- 親が認知症になったときに発生する財産管理上のリスク
- 財産管理をするための成年後見制度
- 成年後見制度を利用するための手続き
【Cross Talk 】親が認知症になってしまい財産管理はどうすればいいでしょうか。
親が認知症になってしまいました。親は一人暮らしをしているのですが認知症になった以上、財産管理はどうするかなどを考えないといけません。きちんとしておかないとやはりトラブルになりますよね?
はい。認知症になったときに財産管理においてどんなリスクが発生するかを知っておいて、成年後見を利用しましょう。
ぜひ教えてください。
親が認知症になった場合、介護などをどうするかという問題とともに、財産管理をどうするかという問題が発生します。認知症になったときには財産管理上どのようなリスクが発生するかを確認して、財産管理を適切に行うための制度である成年後見制度について確認しましょう。
親が認知症になったときの財産管理上のリスク
- 親が認知症になったときの財産管理上のリスクの種類
- 親族が費用を立て替えることになる場合もある
親が認知症になったときの財産管理上のリスクにはどのようなものがあるのでしょうか。
契約内容がよくわからずに申し込んだり、情緒をコントロールできずに不要なものを申し込んだりしてしまうことでしょうか。親族が費用を立て替えることがある場合も知っておきましょう。

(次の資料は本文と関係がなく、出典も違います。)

PR #170, opened 2024-04-30
Decorator to redact Kotlin toString

jonduran3000:
Adds a Kotlin-language specific decorator in order to generate a custom `toString` function on data classes where all the field data removed. This is a guard to avoid potentially leaking sensitive data to logs via the default `toString` function.


srriddle (changes requested):
Add a test for the redacted_to_string, but otherwise looks good to me.

srriddle (approved):

srriddle (approved):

親が認知症になった場合に、財産管理上どのようなリスクが発生するか確認しましょう。
欲求がコントロールできなくなり金銭管理ができなくなる
認知症になると欲求をうまくコントロールできなくなります。 例えば、お腹がすいたときには自分が食べられるだけの量を買い物すれば良いのですが、一人では食べきれないレベルの量の食料を買い込む、ということが発生します。 年金や預貯金をみるみる使い果たしてしまい、必要なお金の捻出ができなくなってしまうようなことがあります。悪徳業者や特殊詐欺の被害に遭う
悪徳業者や特殊詐欺の被害に遭いやすいです。 例えば自宅に一人でいるときに、自宅に上がりこんできた業者に、無理やり契約をさせられるものです。 着物や美術品・健康用品などが多いのですが、中には保険商品やリフォームのような高額な契約をさせるケースもあります。 また、いわゆるオレオレ詐欺のようなものに簡単に引っかかってしまうこともあります。盗んでいないにも関わらず盗んだと騒ぐことになる
認知症の症状として、被害妄想が挙げられます。 自分が置き忘れてどこにやったかわからなくなったときに、同居の親族やヘルパーなどが盗んだに違いないと騒いでトラブルになることがあります。家族の一人が勝手に管理をするとトラブルになる
認知症の症状があるから…と家族の一人が同居をして、キャッシュカードを預かったりして事実上管理をはじめることがあります。 しかし、後述する成年後見の手続きを経ずに、親族の一人が財産管理をすることができる法律上の制度はありません。 そのため、親族の一人が管理をしはじめると、これに同意をしていない他の親族が、勝手に管理をしていることに異議を唱えるなどして、トラブルになることがあります。家族が費用を立て替える必要がある
認知症がかなり進行すると、契約などの法律行為がどのような結果を生じるかきちんとした判断ができなくなることがあります。 法律行為がどのような結果を生じるかを判断することができる能力のことを意思能力といいますが、意思能力を欠いた契約は無効となるとされています(民法3条の2)。 そうなると、本人のために必要な契約などをするために、本人のお金を利用することができなくなるようなことがあり、家族が費用を立て替えなければならないようなことがあります。親が認知症になった場合には成年後見を利用する
- 親が認知症になった場合には成年後見制度を利用して契約などを行う
- 成年後見制度の手続きの流れ
なるほど……では親が認知症になったような場合に財産管理をするためにはどんな制度を利用することができるのでしょうか。
成年後見制度があります。
親が認知症になった場合に、財産管理をするためには成年後見を利用します。
成年後見とは
成年後見とは、認知症などが原因で判断能力が低下して「事理を弁識する能力を欠く常況にある」状態になった場合に、裁判所に申立てをして、本人の保護者として成年後見人を選任してもらい、療養看護・財産管理をしてもらう制度のことをいいます(民法7条以下) 裁判所で本人の保護のためにもっとも適切な人が成年後見人として選ばれ、財産管理のために代理権が与えられます。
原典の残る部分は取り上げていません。